To the Editor:
Re “Could Trump Have Saved More Lives?,” by Ross Douthat (column, Sept. 6):
Mr. Douthat spends most of the article comparing the U.S. Covid deaths with those of “peer countries.” This premise is faulty, as there are no comparable countries. The United States is far wealthier than any other country; we had a pandemic playbook all ready to go; we have some of the best medical facilities and most well-trained medical personnel in the world.
In both theory and practice we were primed to meet this challenge. Only President Trump’s incompetence has made us comparable. Had Mr. Trump not thrown away the pandemic playbook handed to him by President Barack Obama and disbanded the team responsible for pandemic preparedness, the death toll would have been far smaller. The financial toll would have been far smaller as well.
So to answer Mr. Douthat’s question, Mr. Trump’s response has not been “mediocre”; it has been “catastrophic.” A “normal” president would have used the playbook to direct a comprehensive national response, including invoking the Defense Production Act right away to provide personal protective equipment, testing equipment, ventilators at reasonable cost and innumerable other essential items we lacked.
If ever there was a national disaster requiring a competent president, this was it. About 145,000 deaths too many (the number suggested by David Leonhardt) are on Mr. Trump’s watch, if not on his conscience.
Steven Kahn
Caroline Kahn
Princeton, N.J.
The writers are, respectively, a retired surgeon and a psychologist.
To the Editor:
“Could Trump Have Saved More Lives?” I do not feel the need to engage in speculation regarding the unknowable. What I do know is that our president did not want to off-board Americans stranded on a cruise ship in March because he didn’t want the number of Covid cases to rise: “I like the numbers being where they are. I don’t need to have the numbers double because of one ship.”

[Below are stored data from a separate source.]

PR #1802, opened 2025-10-24
Add BufferInstance session-unique global ID 

jameszianxuTT:
### Ticket
None

### Problem description
It's hard to tell if two BufferInstances are the same, which can help for memory leak and tensor persistence debug investigations. BufferInstance pointers are highly unstable as they are deallocated unpredictably by the framework and reused at subsequent allocations.

### What's changed
Add BufferInstance UID system to attach a session-unique, atomically incrementing uint64_t ID to each bufferInstance. This implementation mimics tt-mlir runtime's [global tensor ID implementation](https://github.com/tenstorrent/tt-mlir/blob/00d3097a44e7007ba8194d7bb146ebc40a3012d0/runtime/lib/common/types.cpp#L127-L130) with a static atomic counter incremented with atomic fetch_add.

Access via bufferInstance member function `getUID()` returning uint64_t

### Checklist

### DIFF
--- a/pjrt_implementation/src/api/buffer_instance.cc
+++ b/pjrt_implementation/src/api/buffer_instance.cc
@@ -32,9 +32,6 @@
 
 namespace tt::pjrt {
 
-// Initialize the static UID counter
-std::atomic<uint64_t> BufferInstance::s_next_uid{0};
-
 std::unique_ptr<BufferInstance> BufferInstance::createInputBufferInstance(
     PJRT_Buffer_Type data_type, const std::int64_t *dims, size_t num_dims,
     DeviceInstance *device, MemoryInstance *memory) {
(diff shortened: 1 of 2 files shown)


pjrt_implementation/src/api/buffer_instance.cc
```diff
@@ -32,6 +32,9 @@
 
 namespace tt::pjrt {
 
+// Initialize the static UID counter
+std::atomic<uint64_t> BufferInstance::s_next_uid{0};
```
acolicTT: It's maybe easier to create static function in buffer_istance.h that returns next global id, and in cpp file just init this one as static and return next id. Something like:
```
static uint64_t NextUID
{
    static std::atomic<uint64_t> uid{0};
    return uid.fetch_add(1, std::memory_order_relaxed);
}
```
This way, we don't have to duplicate fetch_add logic for each call.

I do not know what the body count would be under a more “normal” president, but I do know that the persistent feeling of dread I experience would be ameliorated by the knowledge that my government’s priorities were in service of my and my fellow citizens’ well-being, as opposed to the president’s poll numbers. The fact that this president can be counted on for only one thing consistently — and that is to put his interests first — should be disqualifying. Period.
Delene Wolf
San Francisco
To the Editor:
Wait a second, Ross Douthat. Isn’t Canada a “similarly positioned and sized” country to the United States in your comparison of Covid deaths per capita? Why was it left out and only Latin American countries of the Americas included?
Canada’s death rate from the virus is half of what we’ve suffered here in the United States. This seems like a much more comparable figure against which to judge the president’s success in protecting American lives.
Sharon Mullally
Philadelphia
To the Editor:
Ross Douthat attempts to answer whether more U.S. lives could have been saved by comparing the Covid-19 experience in the United States with that of countries in Western Europe and Latin America. That is neither relevant nor informative.

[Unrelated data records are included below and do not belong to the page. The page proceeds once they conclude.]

PR #1930, opened 2025-10-31
Fixing xfails on nightly CI

ajakovljevicTT:
Some models are failing on nightly CI either because of the issues with loading yolox, or because they were not marked as large. Fixing now.


nvukobratTT (approved):
cc @chandrasekaranpradeep @pdeviTT. I'll assign you two to check it out (since we've already solved this issue on the FFE side).

PR #1936, opened 2025-10-31
Cleanup compile config and add performance user docs

odjuricicTT:
### Problem description
We are missing instructions for users to increase performance on models that they are compiling.

### What's changed
* Added user docs for optimizer and other perf features
* Replace most perf related compile flags with `optimization_level`
* Uplift mlir to compatible commit

### Checklist


docs/src/performance.md
```diff
@@ -0,0 +1,193 @@
...
+#### Level 0 (Default)
+- Most optimization passes disabled
+- **Use for:** Iterating fast, safest option
+- **Compilation time:** Fastest
+- **Runtime performance:** Slowest
+
+#### Level 1 (Recommended)
+- Basic optimizations enabled
+  - Enables optimizer passes for basic op tuning
+  - Conv2D weights preprocessing and fusion patterns
```
nvukobratTT: Think about how to structure these with a bit more detail. Ideally, we would have it as is, as just a point to the documentation section with more details (e.g., a sub-page under the performance or features section). 

Not a hard requirement here, but we should follow up sooner

docs/src/performance.md
```diff
@@ -0,0 +1,193 @@
...
+- **Use for:** General model compilation, good balance
+- **Compilation time:** Moderate
+- **Runtime performance:** Good
+
+#### Level 2
+- Advanced optimizations enabled, all level 1 plus:
+  - Memory layout analysis for sharded layouts
```
nvukobratTT: Similar to above, a bit more details on what and why. E.g., layout analysis with a goal of doing XY in favor of better performance.

docs/src/performance.md
```diff
@@ -0,0 +1,193 @@
...
+  - Maximize usage of fast SRAM memory instead of DRAM
```
nvukobratTT: Using DRAM interleave in previous optimization options is a noticeable point, and we should mention it at least in level 2.

docs/src/performance.md
```diff
@@ -0,0 +1,193 @@
...
+The third iteration is for good luck :)
+
+All of the above is a one time fixed cost and all subsequent iterations of the model will be orders of magnitude faster.
+
+---
+
+## 3. Data Formats
+
+TT Hardware supports multiple lower precision data formats ([docs](https://docs.tenstorrent.com/tt-metal/latest/ttnn/ttnn/tensor.html#data-type)):
+* bfloat16
```
nvukobratTT: Metal docs have more DF outlined compared to ours. What about matching those, and/or removing bullet points here?

nvukobratTT: Also, we should emphasize that we're supporting these on the kernel level. However, from the frontend level user can use any data format they have available in the framework. However, the compiler will fallback to the closest available if requested one isn't directly supported, or we'll do accumulation in some cases (e.g., matmul).

examples/pytorch/compiler_options.py
```diff
@@ -26,12 +26,8 @@ def mnist_with_compiler_options():
 
     device = xm.xla_device()
 
-    # Define compiler options
     options = {
```
nvukobratTT: 🫶

examples/pytorch/mnist_performant.py
ajakovljevicTT: I would change the naming to mnist_optimization_lvl2 or similar

docs/src/performance.md
```diff
@@ -0,0 +1,193 @@
...
+* Model compilation and optimization
+* Op kernel compilation
+* Transferring of model weights to device
+* Const-eval of model weight and constants
+* Caching of op kernels on device
+
+The second iteration is needed for:
+* Capturing runtime trace to reduce op dispatch overhead (Section 4)
+
+The third iteration is for good luck :)
```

Rather, the question of whether more lives could have been saved in the United States is answered by looking at how President Trump responded to warnings about Covid when he was first informed of it, and whether U.S. outcomes would be different had his administration acted more quickly, forcefully and effectively with a clear and consistent message.
Researchers at Columbia University in a study released in May determined that approximately 36,000 lives may have been saved early in the pandemic had Mr. Trump taken seriously the mid-January warnings he received and then acted promptly with strong mandates involving masks, distancing, testing and tracing.
Instead, Mr. Trump ignored these warnings. Wanting to take credit for a strong economy he inherited from the Obama administration, he has made false and misleading statements suggesting that everything was “under control” and that the virus would magically “just disappear.”
It seems to me that the response of the Trump administration is a far more relevant and better answer to Mr. Douthat’s question than the experience of other countries.
Peter R. Gluck
Chevy Chase, Md.
The writer is professor emeritus of political science and public administration at the University of Michigan-Flint.